__About this exercise__. Search term "reference": copy each line of the records that contains it.

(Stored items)
PR #945, opened 2025-01-10
docs: Add ports and services reference for the charm

bschimke95:
The charm exposes the same services and ports on a unit as the snap, hence the reference directly links to the snap docs.


nhennigan (approved):
It's great this was an easy win. Thanks for double checking there were no differences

__Exercise response__.
docs: Add ports and services reference for the charm
The charm exposes the same services and ports on a unit as the snap, hence the reference directly links to the snap docs.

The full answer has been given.